> _Goal of the exercise_
What lines below hold the string "outputScriptType"? Copy them all.

> _Source records_
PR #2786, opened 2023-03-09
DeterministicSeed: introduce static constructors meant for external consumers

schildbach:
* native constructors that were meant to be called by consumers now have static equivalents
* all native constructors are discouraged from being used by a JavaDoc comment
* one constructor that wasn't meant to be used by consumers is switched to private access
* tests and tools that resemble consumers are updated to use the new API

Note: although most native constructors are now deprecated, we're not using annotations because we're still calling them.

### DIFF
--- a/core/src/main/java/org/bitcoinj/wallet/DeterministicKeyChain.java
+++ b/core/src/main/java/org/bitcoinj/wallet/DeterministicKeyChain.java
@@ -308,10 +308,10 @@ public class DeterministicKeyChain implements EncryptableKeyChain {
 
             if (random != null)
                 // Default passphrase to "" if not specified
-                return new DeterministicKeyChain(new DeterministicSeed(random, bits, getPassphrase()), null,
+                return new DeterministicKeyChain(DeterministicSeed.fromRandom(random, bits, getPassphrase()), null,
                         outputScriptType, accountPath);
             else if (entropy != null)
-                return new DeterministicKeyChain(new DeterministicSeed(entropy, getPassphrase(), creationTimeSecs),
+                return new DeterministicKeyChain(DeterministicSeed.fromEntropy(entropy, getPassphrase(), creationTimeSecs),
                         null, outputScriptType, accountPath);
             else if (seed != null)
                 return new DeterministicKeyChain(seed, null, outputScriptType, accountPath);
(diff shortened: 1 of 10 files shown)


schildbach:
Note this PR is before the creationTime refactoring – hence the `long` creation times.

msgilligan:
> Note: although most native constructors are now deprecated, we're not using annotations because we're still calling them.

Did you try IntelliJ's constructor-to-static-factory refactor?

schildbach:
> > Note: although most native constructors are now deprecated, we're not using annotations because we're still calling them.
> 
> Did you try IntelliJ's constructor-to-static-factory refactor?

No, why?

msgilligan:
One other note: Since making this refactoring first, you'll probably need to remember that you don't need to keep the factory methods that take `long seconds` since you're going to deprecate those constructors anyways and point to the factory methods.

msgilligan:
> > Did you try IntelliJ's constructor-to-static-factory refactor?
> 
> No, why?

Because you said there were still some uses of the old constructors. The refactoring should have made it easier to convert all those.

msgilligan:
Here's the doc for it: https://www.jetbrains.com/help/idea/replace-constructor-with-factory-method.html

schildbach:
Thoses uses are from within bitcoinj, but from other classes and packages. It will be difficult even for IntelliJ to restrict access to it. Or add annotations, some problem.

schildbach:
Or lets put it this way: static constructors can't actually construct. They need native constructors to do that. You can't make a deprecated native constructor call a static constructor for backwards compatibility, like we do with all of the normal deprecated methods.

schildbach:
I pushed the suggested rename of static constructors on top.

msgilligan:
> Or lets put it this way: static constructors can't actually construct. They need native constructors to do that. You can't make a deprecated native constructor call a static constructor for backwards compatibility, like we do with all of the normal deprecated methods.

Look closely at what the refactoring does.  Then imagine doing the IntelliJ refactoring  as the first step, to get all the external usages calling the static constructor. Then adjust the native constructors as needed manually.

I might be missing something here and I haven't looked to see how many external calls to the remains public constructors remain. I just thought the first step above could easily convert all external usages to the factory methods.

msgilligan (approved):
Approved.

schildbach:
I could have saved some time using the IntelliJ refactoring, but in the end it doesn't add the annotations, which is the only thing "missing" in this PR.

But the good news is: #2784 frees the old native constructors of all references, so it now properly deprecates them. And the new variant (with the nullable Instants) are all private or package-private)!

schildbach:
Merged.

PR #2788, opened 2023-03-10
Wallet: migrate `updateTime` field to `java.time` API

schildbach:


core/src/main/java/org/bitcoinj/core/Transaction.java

> _Written response_
                         outputScriptType, accountPath);
                         null, outputScriptType, accountPath);
                 return new DeterministicKeyChain(seed, null, outputScriptType, accountPath);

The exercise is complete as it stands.